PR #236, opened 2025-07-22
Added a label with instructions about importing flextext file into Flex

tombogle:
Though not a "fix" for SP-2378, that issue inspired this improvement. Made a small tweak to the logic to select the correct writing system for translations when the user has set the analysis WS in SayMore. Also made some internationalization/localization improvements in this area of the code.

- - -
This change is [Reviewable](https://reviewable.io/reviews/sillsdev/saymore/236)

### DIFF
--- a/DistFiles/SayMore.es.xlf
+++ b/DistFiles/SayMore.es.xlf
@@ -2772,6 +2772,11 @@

◇ ◇ ◇ ◇ ◇

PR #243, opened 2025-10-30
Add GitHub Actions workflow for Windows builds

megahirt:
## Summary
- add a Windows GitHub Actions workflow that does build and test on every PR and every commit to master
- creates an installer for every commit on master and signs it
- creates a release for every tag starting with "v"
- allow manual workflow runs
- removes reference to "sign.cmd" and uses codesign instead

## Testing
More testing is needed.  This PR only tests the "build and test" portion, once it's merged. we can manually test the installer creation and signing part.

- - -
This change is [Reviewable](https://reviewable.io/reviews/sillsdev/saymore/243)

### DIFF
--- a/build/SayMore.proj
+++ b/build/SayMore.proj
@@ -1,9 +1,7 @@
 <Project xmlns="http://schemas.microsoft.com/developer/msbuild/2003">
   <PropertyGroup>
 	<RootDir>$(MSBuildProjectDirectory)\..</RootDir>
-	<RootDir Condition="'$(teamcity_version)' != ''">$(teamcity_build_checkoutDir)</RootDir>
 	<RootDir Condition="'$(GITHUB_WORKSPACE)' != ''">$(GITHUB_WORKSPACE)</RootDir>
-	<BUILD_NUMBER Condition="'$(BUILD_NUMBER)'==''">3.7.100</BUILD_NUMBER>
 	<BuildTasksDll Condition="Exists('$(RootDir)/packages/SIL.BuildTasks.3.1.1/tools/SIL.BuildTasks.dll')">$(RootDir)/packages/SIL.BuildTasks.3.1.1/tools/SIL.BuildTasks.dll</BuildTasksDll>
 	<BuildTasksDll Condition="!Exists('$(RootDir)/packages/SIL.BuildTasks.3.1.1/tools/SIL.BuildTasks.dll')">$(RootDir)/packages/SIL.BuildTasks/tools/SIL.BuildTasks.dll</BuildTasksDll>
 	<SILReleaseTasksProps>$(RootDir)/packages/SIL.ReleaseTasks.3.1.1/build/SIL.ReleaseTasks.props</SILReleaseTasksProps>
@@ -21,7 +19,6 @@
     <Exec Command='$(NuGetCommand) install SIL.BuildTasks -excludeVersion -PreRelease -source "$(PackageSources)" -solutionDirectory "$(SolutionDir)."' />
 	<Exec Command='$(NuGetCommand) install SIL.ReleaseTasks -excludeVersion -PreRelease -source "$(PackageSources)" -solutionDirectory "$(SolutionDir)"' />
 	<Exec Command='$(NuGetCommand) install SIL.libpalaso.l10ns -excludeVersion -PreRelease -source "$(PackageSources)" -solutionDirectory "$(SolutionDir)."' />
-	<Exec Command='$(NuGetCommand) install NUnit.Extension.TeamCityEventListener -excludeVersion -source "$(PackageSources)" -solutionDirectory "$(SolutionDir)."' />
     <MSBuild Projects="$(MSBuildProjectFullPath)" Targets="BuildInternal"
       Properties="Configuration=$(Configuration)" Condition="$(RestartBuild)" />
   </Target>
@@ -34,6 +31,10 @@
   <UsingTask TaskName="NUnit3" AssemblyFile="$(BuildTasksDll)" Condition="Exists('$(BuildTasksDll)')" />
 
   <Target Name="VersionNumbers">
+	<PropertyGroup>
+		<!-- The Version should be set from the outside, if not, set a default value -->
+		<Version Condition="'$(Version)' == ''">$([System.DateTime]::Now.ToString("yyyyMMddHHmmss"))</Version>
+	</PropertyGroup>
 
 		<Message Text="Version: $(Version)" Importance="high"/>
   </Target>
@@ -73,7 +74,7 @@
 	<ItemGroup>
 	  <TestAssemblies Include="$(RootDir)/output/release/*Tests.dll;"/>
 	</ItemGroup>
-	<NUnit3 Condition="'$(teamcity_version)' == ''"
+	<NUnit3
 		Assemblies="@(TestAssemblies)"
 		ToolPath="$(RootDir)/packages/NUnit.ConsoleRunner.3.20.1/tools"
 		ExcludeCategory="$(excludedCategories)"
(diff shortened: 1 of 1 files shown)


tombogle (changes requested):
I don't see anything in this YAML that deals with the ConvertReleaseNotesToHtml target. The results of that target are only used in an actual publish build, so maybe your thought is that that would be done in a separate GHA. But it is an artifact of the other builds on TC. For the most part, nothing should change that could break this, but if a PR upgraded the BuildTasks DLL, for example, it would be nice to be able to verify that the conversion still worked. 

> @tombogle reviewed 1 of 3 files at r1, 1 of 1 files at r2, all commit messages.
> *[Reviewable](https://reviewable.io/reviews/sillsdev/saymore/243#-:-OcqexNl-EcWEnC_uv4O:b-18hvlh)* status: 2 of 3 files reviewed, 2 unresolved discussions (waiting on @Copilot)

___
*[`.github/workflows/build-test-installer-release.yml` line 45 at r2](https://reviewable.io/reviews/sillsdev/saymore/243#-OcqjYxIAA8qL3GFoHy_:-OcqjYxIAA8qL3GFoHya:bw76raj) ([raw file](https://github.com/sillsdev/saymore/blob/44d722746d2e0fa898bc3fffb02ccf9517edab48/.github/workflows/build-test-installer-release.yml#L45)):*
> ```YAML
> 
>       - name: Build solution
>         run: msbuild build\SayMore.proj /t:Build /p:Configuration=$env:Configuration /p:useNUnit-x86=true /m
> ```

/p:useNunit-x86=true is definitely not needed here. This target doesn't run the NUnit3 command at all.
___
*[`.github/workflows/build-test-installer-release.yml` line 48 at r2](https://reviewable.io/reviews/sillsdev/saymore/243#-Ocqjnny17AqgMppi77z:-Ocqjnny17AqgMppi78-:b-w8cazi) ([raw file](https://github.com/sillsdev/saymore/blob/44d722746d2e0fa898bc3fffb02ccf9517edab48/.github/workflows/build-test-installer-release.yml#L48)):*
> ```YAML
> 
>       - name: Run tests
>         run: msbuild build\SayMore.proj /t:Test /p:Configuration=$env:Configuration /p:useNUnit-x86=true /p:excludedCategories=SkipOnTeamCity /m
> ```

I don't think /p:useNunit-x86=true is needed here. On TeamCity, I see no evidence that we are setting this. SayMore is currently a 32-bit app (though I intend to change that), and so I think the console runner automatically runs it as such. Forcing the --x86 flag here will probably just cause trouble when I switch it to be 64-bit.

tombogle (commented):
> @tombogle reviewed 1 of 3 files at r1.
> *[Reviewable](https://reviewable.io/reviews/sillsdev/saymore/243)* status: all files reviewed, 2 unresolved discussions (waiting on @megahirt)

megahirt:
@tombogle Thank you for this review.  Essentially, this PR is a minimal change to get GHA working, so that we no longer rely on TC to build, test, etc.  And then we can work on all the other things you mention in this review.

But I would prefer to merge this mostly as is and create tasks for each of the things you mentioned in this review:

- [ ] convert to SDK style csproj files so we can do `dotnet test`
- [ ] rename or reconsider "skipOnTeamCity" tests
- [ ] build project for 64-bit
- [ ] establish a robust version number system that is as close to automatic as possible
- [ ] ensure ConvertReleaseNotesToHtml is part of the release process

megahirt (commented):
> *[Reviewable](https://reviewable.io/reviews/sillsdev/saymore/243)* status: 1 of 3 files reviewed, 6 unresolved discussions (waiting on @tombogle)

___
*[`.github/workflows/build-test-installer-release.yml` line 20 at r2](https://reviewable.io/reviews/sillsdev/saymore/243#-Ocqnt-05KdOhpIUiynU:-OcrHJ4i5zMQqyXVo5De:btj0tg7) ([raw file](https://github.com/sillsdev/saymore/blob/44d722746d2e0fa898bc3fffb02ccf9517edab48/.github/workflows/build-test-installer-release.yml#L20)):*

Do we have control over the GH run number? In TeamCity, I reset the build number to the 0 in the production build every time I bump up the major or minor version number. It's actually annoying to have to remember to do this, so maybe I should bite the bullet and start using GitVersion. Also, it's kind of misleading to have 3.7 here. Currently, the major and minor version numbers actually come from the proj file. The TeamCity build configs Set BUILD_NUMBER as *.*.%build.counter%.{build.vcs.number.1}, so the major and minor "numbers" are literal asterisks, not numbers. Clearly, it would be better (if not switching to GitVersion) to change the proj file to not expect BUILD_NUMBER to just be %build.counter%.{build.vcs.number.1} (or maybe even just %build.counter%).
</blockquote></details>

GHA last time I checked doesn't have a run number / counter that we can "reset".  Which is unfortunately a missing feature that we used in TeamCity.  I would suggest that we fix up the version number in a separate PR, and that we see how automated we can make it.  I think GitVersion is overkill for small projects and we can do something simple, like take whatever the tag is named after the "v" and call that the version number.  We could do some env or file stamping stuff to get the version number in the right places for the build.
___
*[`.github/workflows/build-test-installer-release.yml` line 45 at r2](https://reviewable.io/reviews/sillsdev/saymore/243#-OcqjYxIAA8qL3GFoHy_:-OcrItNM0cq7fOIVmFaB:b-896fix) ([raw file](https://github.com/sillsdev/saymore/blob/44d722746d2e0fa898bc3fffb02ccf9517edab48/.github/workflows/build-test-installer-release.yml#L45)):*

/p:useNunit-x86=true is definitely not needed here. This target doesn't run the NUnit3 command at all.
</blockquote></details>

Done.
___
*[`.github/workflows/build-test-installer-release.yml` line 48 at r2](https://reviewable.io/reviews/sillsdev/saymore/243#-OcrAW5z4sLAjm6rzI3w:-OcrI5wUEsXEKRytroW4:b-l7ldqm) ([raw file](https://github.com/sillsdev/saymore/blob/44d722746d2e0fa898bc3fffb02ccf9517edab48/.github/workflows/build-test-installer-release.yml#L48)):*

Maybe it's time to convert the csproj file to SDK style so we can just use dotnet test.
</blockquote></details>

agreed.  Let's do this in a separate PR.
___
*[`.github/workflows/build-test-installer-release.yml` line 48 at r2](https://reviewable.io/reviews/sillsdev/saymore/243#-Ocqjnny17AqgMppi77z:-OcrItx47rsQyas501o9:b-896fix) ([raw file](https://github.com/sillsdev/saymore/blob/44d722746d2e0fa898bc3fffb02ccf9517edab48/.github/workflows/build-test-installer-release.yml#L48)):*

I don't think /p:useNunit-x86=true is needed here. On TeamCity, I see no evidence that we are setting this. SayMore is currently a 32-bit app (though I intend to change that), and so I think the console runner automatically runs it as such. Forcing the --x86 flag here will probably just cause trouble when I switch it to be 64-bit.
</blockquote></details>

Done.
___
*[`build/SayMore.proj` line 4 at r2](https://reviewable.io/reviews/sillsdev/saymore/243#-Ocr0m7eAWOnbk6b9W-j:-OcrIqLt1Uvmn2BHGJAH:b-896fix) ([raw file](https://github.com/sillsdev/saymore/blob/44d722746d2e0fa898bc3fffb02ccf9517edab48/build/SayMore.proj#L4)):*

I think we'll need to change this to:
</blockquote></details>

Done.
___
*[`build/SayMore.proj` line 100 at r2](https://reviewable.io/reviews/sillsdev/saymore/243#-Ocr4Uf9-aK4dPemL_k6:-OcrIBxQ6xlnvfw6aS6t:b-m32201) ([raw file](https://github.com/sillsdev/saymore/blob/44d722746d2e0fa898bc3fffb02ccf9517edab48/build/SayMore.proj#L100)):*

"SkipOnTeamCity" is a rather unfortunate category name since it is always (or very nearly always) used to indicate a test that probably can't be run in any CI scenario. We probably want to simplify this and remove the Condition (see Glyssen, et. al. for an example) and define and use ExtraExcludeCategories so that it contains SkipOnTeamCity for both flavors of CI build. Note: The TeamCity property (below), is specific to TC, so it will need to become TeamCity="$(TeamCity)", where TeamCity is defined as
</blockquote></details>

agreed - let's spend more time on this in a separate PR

◇ ◇ ◇ ◇ ◇

• What the task requires: Give back precisely the lines above that start at the line containing "<Exec Command='$(NuGetCommand) install SIL.libpalaso.l10ns" and end at the line containing "install NUnit.Extension.TeamCityEventListener -excludeVersion", inclusive. No other lines belong in the output.

• Exercise response:
 	<Exec Command='$(NuGetCommand) install SIL.libpalaso.l10ns -excludeVersion -PreRelease -source "$(PackageSources)" -solutionDirectory "$(SolutionDir)."' />
-	<Exec Command='$(NuGetCommand) install NUnit.Extension.TeamCityEventListener -excludeVersion -source "$(PackageSources)" -solutionDirectory "$(SolutionDir)."' />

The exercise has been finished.